§ Data supplied:
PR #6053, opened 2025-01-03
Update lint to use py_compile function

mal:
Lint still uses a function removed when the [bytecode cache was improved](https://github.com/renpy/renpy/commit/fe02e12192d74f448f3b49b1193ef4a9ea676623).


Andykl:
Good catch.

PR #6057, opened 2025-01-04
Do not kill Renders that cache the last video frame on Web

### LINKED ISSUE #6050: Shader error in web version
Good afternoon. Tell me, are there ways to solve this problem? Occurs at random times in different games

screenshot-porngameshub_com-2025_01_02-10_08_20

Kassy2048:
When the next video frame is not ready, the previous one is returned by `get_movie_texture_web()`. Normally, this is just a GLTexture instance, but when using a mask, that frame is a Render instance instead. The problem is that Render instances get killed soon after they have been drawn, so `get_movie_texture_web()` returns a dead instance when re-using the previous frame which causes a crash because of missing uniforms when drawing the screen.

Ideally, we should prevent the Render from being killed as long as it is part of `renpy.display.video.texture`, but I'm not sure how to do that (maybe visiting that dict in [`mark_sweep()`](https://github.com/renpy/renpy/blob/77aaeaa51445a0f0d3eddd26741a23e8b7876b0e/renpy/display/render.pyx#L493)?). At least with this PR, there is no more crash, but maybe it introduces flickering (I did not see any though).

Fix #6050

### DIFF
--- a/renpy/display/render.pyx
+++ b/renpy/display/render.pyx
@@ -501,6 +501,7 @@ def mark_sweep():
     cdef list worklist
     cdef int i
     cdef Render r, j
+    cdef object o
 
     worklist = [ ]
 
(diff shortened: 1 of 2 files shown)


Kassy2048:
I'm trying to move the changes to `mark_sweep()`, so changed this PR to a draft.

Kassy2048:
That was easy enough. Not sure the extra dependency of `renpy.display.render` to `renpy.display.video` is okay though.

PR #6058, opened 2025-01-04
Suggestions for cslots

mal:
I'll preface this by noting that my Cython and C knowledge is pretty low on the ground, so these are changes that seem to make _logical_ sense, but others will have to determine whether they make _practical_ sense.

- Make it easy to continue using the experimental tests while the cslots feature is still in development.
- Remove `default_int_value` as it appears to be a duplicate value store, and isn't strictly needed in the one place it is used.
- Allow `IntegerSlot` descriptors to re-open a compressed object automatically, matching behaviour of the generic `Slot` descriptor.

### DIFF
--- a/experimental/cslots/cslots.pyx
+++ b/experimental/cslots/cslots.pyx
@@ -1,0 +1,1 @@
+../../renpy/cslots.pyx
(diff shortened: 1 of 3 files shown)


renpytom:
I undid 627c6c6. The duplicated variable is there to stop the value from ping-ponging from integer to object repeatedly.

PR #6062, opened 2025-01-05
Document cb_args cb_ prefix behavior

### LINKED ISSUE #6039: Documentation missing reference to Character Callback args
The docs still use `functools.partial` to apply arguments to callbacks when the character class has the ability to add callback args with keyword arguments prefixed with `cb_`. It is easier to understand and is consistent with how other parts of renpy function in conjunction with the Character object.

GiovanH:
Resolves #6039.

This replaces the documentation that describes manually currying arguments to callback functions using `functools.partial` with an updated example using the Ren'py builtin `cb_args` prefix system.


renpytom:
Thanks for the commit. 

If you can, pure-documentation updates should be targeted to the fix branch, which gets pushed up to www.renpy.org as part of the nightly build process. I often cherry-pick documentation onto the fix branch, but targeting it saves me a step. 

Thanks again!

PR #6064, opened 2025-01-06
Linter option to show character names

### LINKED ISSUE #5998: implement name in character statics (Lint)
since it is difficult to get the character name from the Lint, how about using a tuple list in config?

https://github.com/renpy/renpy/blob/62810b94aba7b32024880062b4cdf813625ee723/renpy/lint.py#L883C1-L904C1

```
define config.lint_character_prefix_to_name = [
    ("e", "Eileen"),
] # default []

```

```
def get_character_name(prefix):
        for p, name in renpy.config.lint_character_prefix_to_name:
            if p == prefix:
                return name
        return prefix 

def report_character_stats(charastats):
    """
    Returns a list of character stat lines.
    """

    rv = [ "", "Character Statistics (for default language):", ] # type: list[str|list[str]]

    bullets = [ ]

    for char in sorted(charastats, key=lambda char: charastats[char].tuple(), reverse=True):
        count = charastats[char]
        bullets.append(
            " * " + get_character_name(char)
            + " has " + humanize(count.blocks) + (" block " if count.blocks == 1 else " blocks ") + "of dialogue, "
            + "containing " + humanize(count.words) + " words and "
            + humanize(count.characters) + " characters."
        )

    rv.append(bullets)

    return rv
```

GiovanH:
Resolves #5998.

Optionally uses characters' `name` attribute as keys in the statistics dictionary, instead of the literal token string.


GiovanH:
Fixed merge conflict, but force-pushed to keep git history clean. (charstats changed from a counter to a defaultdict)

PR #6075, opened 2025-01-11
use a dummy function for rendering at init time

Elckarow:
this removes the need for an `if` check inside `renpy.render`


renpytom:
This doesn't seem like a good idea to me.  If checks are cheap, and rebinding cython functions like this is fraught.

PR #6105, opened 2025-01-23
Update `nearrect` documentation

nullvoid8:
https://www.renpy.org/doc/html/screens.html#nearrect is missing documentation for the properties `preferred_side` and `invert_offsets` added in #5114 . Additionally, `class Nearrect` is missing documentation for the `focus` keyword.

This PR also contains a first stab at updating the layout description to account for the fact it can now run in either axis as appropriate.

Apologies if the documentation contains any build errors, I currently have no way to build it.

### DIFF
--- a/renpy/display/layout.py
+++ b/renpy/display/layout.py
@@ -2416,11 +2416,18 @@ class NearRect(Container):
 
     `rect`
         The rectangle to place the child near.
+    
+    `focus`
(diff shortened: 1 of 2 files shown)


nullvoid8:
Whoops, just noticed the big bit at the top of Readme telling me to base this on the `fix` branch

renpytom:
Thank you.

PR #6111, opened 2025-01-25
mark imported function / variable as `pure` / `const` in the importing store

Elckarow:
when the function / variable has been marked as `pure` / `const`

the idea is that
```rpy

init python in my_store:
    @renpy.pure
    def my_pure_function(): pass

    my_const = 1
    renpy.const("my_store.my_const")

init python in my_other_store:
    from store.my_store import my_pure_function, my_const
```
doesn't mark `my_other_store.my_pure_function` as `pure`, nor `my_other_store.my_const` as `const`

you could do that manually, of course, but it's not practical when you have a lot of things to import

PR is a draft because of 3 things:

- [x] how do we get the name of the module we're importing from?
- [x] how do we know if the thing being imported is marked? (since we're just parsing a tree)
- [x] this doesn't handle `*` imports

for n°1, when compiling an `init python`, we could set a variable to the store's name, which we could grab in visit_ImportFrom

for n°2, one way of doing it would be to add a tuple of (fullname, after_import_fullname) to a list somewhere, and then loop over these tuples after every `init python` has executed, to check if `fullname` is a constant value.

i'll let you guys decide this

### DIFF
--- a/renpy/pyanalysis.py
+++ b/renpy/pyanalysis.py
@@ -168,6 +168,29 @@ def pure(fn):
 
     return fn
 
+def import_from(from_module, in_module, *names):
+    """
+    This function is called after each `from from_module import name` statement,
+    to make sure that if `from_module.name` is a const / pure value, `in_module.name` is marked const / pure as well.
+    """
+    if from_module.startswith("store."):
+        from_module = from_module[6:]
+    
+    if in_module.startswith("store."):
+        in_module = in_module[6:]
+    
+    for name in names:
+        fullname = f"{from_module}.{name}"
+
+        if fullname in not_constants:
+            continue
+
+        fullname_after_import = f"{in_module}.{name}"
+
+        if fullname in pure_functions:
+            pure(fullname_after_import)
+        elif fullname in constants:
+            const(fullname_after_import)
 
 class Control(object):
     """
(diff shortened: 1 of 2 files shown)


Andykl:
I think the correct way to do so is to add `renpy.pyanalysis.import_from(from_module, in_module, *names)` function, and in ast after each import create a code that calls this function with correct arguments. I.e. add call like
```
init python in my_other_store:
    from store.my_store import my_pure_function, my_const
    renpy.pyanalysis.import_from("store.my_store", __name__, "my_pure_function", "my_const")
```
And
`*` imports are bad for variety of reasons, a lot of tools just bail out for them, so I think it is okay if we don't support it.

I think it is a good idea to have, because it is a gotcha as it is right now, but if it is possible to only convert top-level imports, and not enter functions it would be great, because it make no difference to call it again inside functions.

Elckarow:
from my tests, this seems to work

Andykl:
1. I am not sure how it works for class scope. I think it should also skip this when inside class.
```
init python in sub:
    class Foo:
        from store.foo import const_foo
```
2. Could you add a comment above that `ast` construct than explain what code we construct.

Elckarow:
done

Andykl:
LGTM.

...

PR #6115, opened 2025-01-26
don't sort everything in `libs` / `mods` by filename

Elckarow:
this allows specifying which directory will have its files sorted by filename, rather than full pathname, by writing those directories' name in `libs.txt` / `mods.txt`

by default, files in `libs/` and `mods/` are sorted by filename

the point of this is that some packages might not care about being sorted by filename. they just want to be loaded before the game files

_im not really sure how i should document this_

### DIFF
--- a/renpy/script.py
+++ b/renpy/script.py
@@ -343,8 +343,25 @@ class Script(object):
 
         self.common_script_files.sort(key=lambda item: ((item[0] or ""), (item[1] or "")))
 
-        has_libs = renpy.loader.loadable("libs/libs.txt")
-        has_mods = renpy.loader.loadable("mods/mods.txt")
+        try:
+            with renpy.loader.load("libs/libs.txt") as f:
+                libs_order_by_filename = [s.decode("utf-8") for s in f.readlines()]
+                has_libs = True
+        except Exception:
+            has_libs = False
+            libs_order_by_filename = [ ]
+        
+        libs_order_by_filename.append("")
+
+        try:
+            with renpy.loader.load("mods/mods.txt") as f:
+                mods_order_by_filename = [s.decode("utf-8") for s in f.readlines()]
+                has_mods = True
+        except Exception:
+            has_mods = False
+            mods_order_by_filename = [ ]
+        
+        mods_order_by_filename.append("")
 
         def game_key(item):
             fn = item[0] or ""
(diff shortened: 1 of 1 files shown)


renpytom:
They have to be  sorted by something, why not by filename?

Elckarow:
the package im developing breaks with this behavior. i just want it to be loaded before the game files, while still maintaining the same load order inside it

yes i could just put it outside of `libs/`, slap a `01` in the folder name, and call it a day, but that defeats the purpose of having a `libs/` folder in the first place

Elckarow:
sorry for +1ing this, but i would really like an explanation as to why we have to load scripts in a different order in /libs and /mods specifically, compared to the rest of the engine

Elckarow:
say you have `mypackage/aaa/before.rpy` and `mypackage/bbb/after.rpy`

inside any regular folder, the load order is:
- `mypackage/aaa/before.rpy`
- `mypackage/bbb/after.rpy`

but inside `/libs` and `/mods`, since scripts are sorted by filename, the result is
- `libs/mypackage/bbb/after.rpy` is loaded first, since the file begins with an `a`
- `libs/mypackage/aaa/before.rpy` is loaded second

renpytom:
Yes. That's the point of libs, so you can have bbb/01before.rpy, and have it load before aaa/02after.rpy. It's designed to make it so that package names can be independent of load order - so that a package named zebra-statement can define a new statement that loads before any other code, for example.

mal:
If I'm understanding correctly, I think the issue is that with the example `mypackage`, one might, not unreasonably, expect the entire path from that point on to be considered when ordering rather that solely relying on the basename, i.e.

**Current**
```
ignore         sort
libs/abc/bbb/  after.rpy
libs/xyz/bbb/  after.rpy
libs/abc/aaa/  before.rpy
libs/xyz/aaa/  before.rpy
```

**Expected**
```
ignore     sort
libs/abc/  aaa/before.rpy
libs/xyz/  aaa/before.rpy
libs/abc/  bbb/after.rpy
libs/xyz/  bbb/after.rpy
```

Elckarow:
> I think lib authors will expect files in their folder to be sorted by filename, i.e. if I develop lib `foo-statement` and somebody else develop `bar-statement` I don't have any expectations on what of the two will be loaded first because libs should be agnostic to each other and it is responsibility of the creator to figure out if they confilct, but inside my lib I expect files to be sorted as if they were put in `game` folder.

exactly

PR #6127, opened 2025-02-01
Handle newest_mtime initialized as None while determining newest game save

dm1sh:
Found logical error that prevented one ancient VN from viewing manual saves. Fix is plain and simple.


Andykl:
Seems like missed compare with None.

§ Exercise description: Gather, from the listing above, every line carrying the word "want".

§ Your response:
the point of this is that some packages might not care about being sorted by filename. they just want to be loaded before the game files
the package im developing breaks with this behavior. i just want it to be loaded before the game files, while still maintaining the same load order inside it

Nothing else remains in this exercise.